Application in research
Russian state media’s coverage of egnergy issues in the US and the EU
Source:vignettes/pkgdown/application.Rmd
application.Rmd
In this example, we will analyze how much the proposition of the European Gas Demand Reduction Plan on 20 July affected Sputnik’s coverage of energy issues in the United States and the European Union.
library(LSX)
library(quanteda)
#> Package version: 4.0.0
#> Unicode version: 13.0
#> ICU version: 69.1
#> Parallel computing: 16 of 16 threads used.
#> See https://quanteda.io for tutorials and examples.
library(ggplot2)
Preperation
We will analyze the same corpus as the introduction, so too the pre-processing.
corp <- readRDS("data_corpus_sputnik2022.rds") |>
corpus_reshape()
toks <- tokens(corp, remove_punct = TRUE, remove_symbols = TRUE,
remove_numbers = TRUE, remove_url = TRUE)
dfmt <- dfm(toks) |>
dfm_remove(stopwords("en"))
We will use a dictionary of keywords in this example.
dict <- dictionary(file = "dictionary.yml")
print(dict[c("country", "energy")])
#> Dictionary object with 2 primary key entries and 2 nested levels.
#> - [country]:
#> - [us]:
#> - united states, us, american*, washington
#> - [uk]:
#> - united kingdom, uk, british, london
#> - [eu]:
#> - european union, eu, european*, brussels
#> - [se]:
#> - sweden, swedish, stockholm
#> - [fi]:
#> - finland, finnish, helsinki
#> - [ua]:
#> - ukraine, ukrainian*, kiev, kyiv
#> [ reached max_nkey ... 1 more key ]
#> - [energy]:
#> - gas, oil, engery
Estimate the polarity of words
To measure the sentiment specifically about energy issues, we collect
words that occur frequently around keywords such as “oil”, “gas”,
“energy” and passing them to terms
. These keywords are
called target words.
seed <- as.seedwords(data_dictionary_sentiment)
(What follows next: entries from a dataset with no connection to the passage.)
PR #1302, opened 2017-03-29
Make ctags.kak work without coreutils

casimir:
This is not the prettiest fix but with this you don't need GNU readlink to use ctags. I've used it for some time on macOS and Archlinux.

### DIFF
--- a/rc/base/ctags.kak
+++ b/rc/base/ctags.kak
@@ -7,9 +7,12 @@ decl str-list ctagsfiles 'tags'
 
 def -params ..1 \
     -shell-candidates '
+        realpath() {
+            echo $(cd -P -- "$(dirname -- "$1")" && echo "$(pwd -P)/$(basename -- "$1")")
+        }
         printf %s\\n "$kak_opt_ctagsfiles" | tr \':\' \'\n\' |
         while read -r candidate; do
-            [ -f "$candidate" ] && readlink -f "$candidate"
+            [ -f "$candidate" ] && realpath "$candidate"
         done | awk \'!x[$0]++\' | # remove duplicates
         while read -r tags; do
             namecache="${tags%/*}/.kak.${tags##*/}.namecache"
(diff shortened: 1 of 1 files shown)


rc/base/ctags.kak
```diff
@@ -7,9 +7,12 @@ decl str-list ctagsfiles 'tags'
 
 def -params ..1 \
     -shell-candidates '
+        realpath() {
+            echo $(cd -P -- "$(dirname -- "$1")" && echo "$(pwd -P)/$(basename -- "$1")")
```
lenormf: You could save a subshell by using `${1##*/}` instead of `basename`.

casimir:
I'm not familiar with variable expansion. Is it POSIX?

ekie:
yes it is.

lenormf:
[Yes](http://pubs.opengroup.org/onlinepubs/009695399/utilities/xcu_chap02.html#tag_02_06_02).

casimir:
I'll gladly change it then.

casimir:
And it's done.

casimir:
I guess `dirname` could also be replace by `${1##/*}`.

lenormf:
You probably meant `${1%/*}`, and `dirname` handles cases such as `/root` which would turn into an empty string with the shell expansion.

I couldn't get this function to do what it's supposed to on my system, I'll look into it (also in the script we don't need `readlink -f`, we could use `readlink -e` directly since we check that the candidate exists beforehand, maybe there's a shortcut to be taken there).

lenormf:
A possible alternative using less subshells:

```
expr "$(ls -l /path/to/link)" : '.*[[:space:]]->[[:space:]]\([^>][^>]*\)$'
```

It's ugly, but I don't think there's any elegant solution to this unfortunately.

casimir:
@lenormf I'm not sure what it's supposed to do but on my machine it only print a `\n`.

lenormf:
The idea:

```
> ls -l /tmp/testfile
lrwxrwxrwx 1 fle users 11 Mar 30 14:04 /tmp/testfile -> /etc/passwd
> expr "$(ls -l testfile)" : '.*[[:space:]]->[[:space:]]*\(.*\)'
/etc/passwd
```

Note that I dropped the final `$` sign in the second argument.

casimir:
Hum, it doesn't work for sub levels.

```
$ ls -l ~/.config/kak
lrwxr-xr-x 1 casimir staff 23 Jul 22  2016 /Users/casimir/.config/kak -> /Users/casimir/dots/kak
$ realpath ~/.config/../.config/kak/autoload/rc/base/autowrap.kak
/Users/casimir/dev/src/github.com/casimir/kakoune/rc/base/autowrap.kak
$ ls -l ~/.config/../.config/kak/autoload/rc/base/autowrap.kak
-rw-r--r-- 1 casimir staff 1972 Jan 10 15:07 /Users/casimir/.config/../.config/kak/autoload/rc/base/autowrap.kak
```

rc/base/ctags.kak
```diff
@@ -7,9 +7,12 @@ decl str-list ctagsfiles 'tags'
 
 def -params ..1 \
     -shell-candidates '
+        realpath() {
+            printf %s\\n "$(cd -P -- "$(dirname -- "$1")" && printf %s\\n "$PWD/${1##*/}")"
```
mawww: why the two printfs ? isnt that an if/then/else disguised ?

casimir: One to print the expanded `$PWD` in the command expansion scope and the other to print the result of `realpath`.
If you have a better way to do it I'll take it, especially the shell expansion in the shell expansion.

casimir:
I took another stab at it but this is still the better way I found. Any more concerns or this can be merge ?

lenormf:
If the last component of the path passed to the function is a symbolic link, it's not resolved. But do we really need to resolve any link at all in this file anyway?

casimir:
Adressed by 510be03910081f320fae600629f23591f4fc207c.

PR #1306, opened 2017-03-31
src: Try to detect possible overflows properly

lenormf:
The previous check tried to catch the overflow after the fact, which
relied on the undefined behaviour of the operation.


lenormf:
Anything blocking here ?

PR #1320, opened 2017-04-09
rc: Export $TMPDIR to new `tmux` processes

lenormf:
Hi,

Read the first commit message for the description of the changeset. Still unsure whether `iterm2.kak` would need similar changes, my guess it probably does.

HTH.


leira:
This change broke on fish shell. On fish shell, the command is supposed to be:

`"env TMPDIR='${TMPDIR}' kak -c ${kak_session} ${kakoune_params}"`

But I'm not sure how to make it work in both bash and fish.

lenormf:
The change you suggest is the right one, I should have thought about it. It's POSIX, so it will work in most shells.

PR #1325, opened 2017-04-16
[WIP] src: Implement an highlighter that hints at long lines

lenormf:
This commit introduces the `show_long_line_hints` highlighter which will
display a one-column wide hint character on the last column of the current
window, on lines that are longer than the window's column count.

The `-hint` parameter controls what character will be displayed (defaults
to a dollar sign), and the `LongLineHint` face dictates how the hint should
be displayed.


lenormf:
Would this be considered for merging if I adapted it to the new highlighter API?

lenormf:
I guess that means no.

term <- char_context(toks, pattern = dict$energy, p = 0.01)
lss <- textmodel_lss(dfmt, seeds = seed, terms = term, cache = TRUE,
include_data = TRUE, group_data = TRUE)
textplot_terms(lss)
Predict the polarity of documents
We can extract the document variables from the DFM in the LSS model and save the predicted polarity scores as a new variable.
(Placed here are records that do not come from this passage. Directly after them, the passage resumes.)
PR #1328, opened 2017-04-19
src: Implement a `write!` command

lenormf:
This commit allows "forced" writes to a write-protected file, by
attempting to temporarily grant the current user write permissions on
it. After the buffer has been written, the previous permissions are
restored if the file existed, or set to 0644 otherwise.

### DIFF
--- a/README.asciidoc
+++ b/README.asciidoc
@@ -676,8 +676,10 @@ command `q!` has to be used).
  * `e[dit][!] <filename> [<line> [<column>]]`: open buffer on file, go to given
      line and column. If file is already opened, just switch to this file.
      use edit! to force reloading.
- * `w[rite] [<filename>]`: write buffer to <filename> or use it's name if
-     filename is not given.
+ * `w[rite][!] [<filename>]`: write buffer to <filename> or use it's name if
+     filename is not given. If the file is write-protected, its
+     permissions are temporarily changed to allow saving the buffer and
+     restored afterwards when the write! command is used.
  * `w[rite]a[ll]`: write all buffers that are associated to a file.
  * `q[uit][!]`: exit Kakoune, use quit! to force quitting even if there is some
      unsaved buffers remaining.
--- a/doc/manpages/commands.asciidoc
+++ b/doc/manpages/commands.asciidoc
@@ -24,8 +24,11 @@ command *q!* has to be used).
 	open buffer on file, go to given line and column. If file is already
 	opened, just switch to this file. Use edit! to force reloading
 
-*w[rite]* [<filename>]::
-	write buffer to <filename> or use it's name if filename is not given
+*w[rite][!]* [<filename>]::
+	write buffer to <filename> or use it's name if filename is not
+	given. If the file is write-protected, its permissions are temporarily
+	changed to allow saving the buffer and restored afterwards when
+	the write! command is used.
 
 *w[rite]a[ll]*::
 	write all buffers that are associated to a file
--- a/src/commands.cc
+++ b/src/commands.cc
@@ -309,6 +309,7 @@ const CommandDesc force_edit_cmd = {
     edit<true>
 };
 
+template<bool force = false>
 void write_buffer(const ParametersParser& parser, Context& context, const ShellContext&)
 {
     Buffer& buffer = context.buffer();
@@ -326,7 +327,7 @@ void write_buffer(const ParametersParser& parser, Context& context, const ShellC
                     buffer.name() : parse_filename(parser[0]);
 
     context.hooks().run_hook("BufWritePre", filename, context);
-    write_buffer_to_file(buffer, filename);
+    write_buffer_to_file(buffer, filename, force);
     context.hooks().run_hook("BufWritePost", filename, context);
 }
 
@@ -340,6 +341,18 @@ const CommandDesc write_cmd = {
     CommandHelper{},
     filename_completer,
     write_buffer,
+};
+
+const CommandDesc force_write_cmd = {
+    "write!",
+    "w!",
+    "write [filename]: write the current buffer to its file "
+    "or to [filename] if specified, even when the file is write protected",
+    single_optional_param,
+    CommandFlags::None,
+    CommandHelper{},
+    filename_completer,
+    write_buffer<true>,
 };
 
 void write_all_buffers(Context& context)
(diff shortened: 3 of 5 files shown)


src/commands.cc
```diff
@@ -342,6 +342,52 @@ const CommandDesc write_cmd = {
     write_buffer,
 };
 
+void force_write_buffer(const ParametersParser& parser, Context& context, const ShellContext&)
```
mawww: make `write_buffer` a template function with a `<bool force>` parameter, and pass that force flag to the write_buffer_to_file function, add logic in that function to do the mode change.

src/commands.cc
```diff
@@ -342,6 +342,52 @@ const CommandDesc write_cmd = {
...
+            throw runtime_error("couldn't change file permissions");
+    }
+    else
+        st.st_mode = S_IRUSR | S_IWUSR | S_IRGRP | S_IROTH;
+
+    context.hooks().run_hook("BufWritePre", filename, context);
+    write_buffer_to_file(buffer, filename);
+    context.hooks().run_hook("BufWritePost", filename, context);
+
+    if (::chmod(filename.c_str(), st.st_mode) < 0)
```
mawww: This should be done in an `on_scope_end`, as we want to restore the permissions even if something else fails.

lenormf:
The requested changes have been implemented.

About the permissions change itself, I think it's fine as long as we restore the original permissions after writing the file. We also don't try very hard at writing the file (we could try a `chown` beforehand, or try to modify group permissions with `chmod`), this is the least invasive change we can implement that allows lazy users such as myself to not have to use a `sudo` write function, or manually change the permissions of the file in a shell.

README.asciidoc
```diff
@@ -676,8 +676,10 @@ command `q!` has to be used).
  * `e[dit][!] <filename> [<line> [<column>]]`: open buffer on file, go to given
      line and column. If file is already opened, just switch to this file.
      use edit! to force reloading.
- * `w[rite] [<filename>]`: write buffer to <filename> or use it's name if
-     filename is not given.
+ * `w[rite][!] [<filename>]`: write buffer to <filename> or use it's name if
```
occivink: its name

doc/manpages/commands.asciidoc
```diff
@@ -24,8 +24,11 @@ command *q!* has to be used).
 	open buffer on file, go to given line and column. If file is already
 	opened, just switch to this file. Use edit! to force reloading
 
-*w[rite]* [<filename>]::
-	write buffer to <filename> or use it's name if filename is not given
+*w[rite][!]* [<filename>]::
+	write buffer to <filename> or use it's name if filename is not
```
occivink: same

src/commands.cc
```diff
@@ -325,6 +326,23 @@ void write_buffer(const ParametersParser& parser, Context& context, const ShellC
     auto filename = parser.positional_count() == 0 ?
                         buffer.name() : parse_filename(parser[0]);
 
+    struct stat st;
+    auto restore_mode = on_scope_end([&]{
```
mawww: This should not be done before the call to `::stat`, imagine if `::stat` fails, then we will be doing a `::chmod` using an uninitialized `st`.

src/commands.cc
```diff
@@ -325,6 +326,23 @@ void write_buffer(const ParametersParser& parser, Context& context, const ShellC
...
+        if (force and ::chmod(filename.c_str(), st.st_mode) < 0)
+            throw runtime_error("couldn't restore file permissions");
+    });
+    if (force)
```
mawww: Move all that `::chmod` code into `write_buffer_to_file`, which would take an additional `force` argument. I'd like to limit the amount of posix filesystem code that ends up out of `file.cc`

lenormf:
Changes requested implemented, the branch has also been rebased on `master`.

As for the linguistic mistakes, I'll leave them out of this PR to make the commits about the feature itself only, despite the fact that my documentation extends sentences that we would like to fix. I'll most likely proof read the document entirely and make a commit to fix all small mistakes such as the ones mentioned here.

src/file.cc
```diff
@@ -278,9 +278,28 @@ void write_buffer_to_fd(Buffer& buffer, int fd)
     }
 }
 
-void write_buffer_to_file(Buffer& buffer, StringView filename)
+void write_buffer_to_file(Buffer& buffer, StringView filename, bool force)
 {
-    int fd = open(filename.zstr(), O_CREAT | O_WRONLY | O_TRUNC, 0644);
+    int fd;
```
mawww: Why is fd declared here, instead of at point of initialization ?

src/file.cc
```diff
@@ -278,9 +278,28 @@ void write_buffer_to_fd(Buffer& buffer, int fd)
...
+    struct stat st;
+
+    if (force)
+    {
+        if (::stat(filename.zstr(), &st) == 0)
+        {
+            const mode_t mode = st.st_mode | S_IWUSR;
```
mawww: Do we need a variable here ? just pass `st.st_mode | S_IWUSR` to `::chmod`

src/file.cc
```diff
@@ -278,9 +278,28 @@ void write_buffer_to_fd(Buffer& buffer, int fd)
...
+            if (::chmod(filename.zstr(), mode) < 0)
+                throw runtime_error("couldn't change file permissions");
+        }
+        else
+            st.st_mode = S_IRUSR | S_IWUSR | S_IRGRP | S_IROTH;
```
mawww: or maybe just set `force` to `false`, something like:

```
struct stat st;
if (force and ::stat(filename.zstr(), &st) == 0)
{
      if (::chmod(filename.zstr(), mode) < 0)
          throw runtime_error("couldn't change file permissions");
}
else
    force = false;
```

0644 is what open is going to set as mode to by default, so if the file is not existing, `restore_mode` does not need to run.

src/file.cc
```diff
@@ -278,9 +278,28 @@ void write_buffer_to_fd(Buffer& buffer, int fd)
...
+    }
+    auto restore_mode = on_scope_end([&]{
+        if (force and ::chmod(filename.zstr(), st.st_mode) < 0)
+            throw runtime_error("couldn't restore file permissions");
+    });
+
+    fd = open(filename.zstr(), O_CREAT | O_WRONLY | O_TRUNC, 0644);
```
mawww: Maybe call zstr only once, as it might allocate a string if needed (`auto zfilename = filename.zstr();`)

src/file.cc
lenormf: I thought it would look cleaner to move this variable at the top, since it's used several times. Up to you.

src/file.cc
lenormf: It looked cleaner at the time, it's up to you.

lenormf:
Changes requested implemented.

Detect the mentions of country/region
We can detect the mentions of countries using the dictionary. If you want to classify texts by country more accurately, you should use the newsmap package.
dfmt_dict <- dfm(tokens_lookup(toks, dict$country[c("us", "eu")]))
print(head(dfmt_dict))
#> Document-feature matrix of: 6 documents, 2 features (91.67% sparse) and 4 docvars.
#> features
#> docs us eu
#> s1092644731.1 2 0
#> s1092644731.2 0 0
#> s1092644731.3 0 0
#> s1092644731.4 0 0
#> s1092644731.5 0 0
#> s1092644731.6 0 0
We can create dummy variables for mentions of country/region by
dfm_group(dfmt_dict) > 0
. We must group documents
because the unit of analysis is the articles in this example (recall
textmodel_lss(group_data = TRUE)
above).
Results
We must smooth the polarity scores of documents separately for the
country/region using smooth_lss()
. After smoothing, we can
see that the difference between the US and EU has expanded soon after
the proposition of the European Gas Demand Reduction Plan.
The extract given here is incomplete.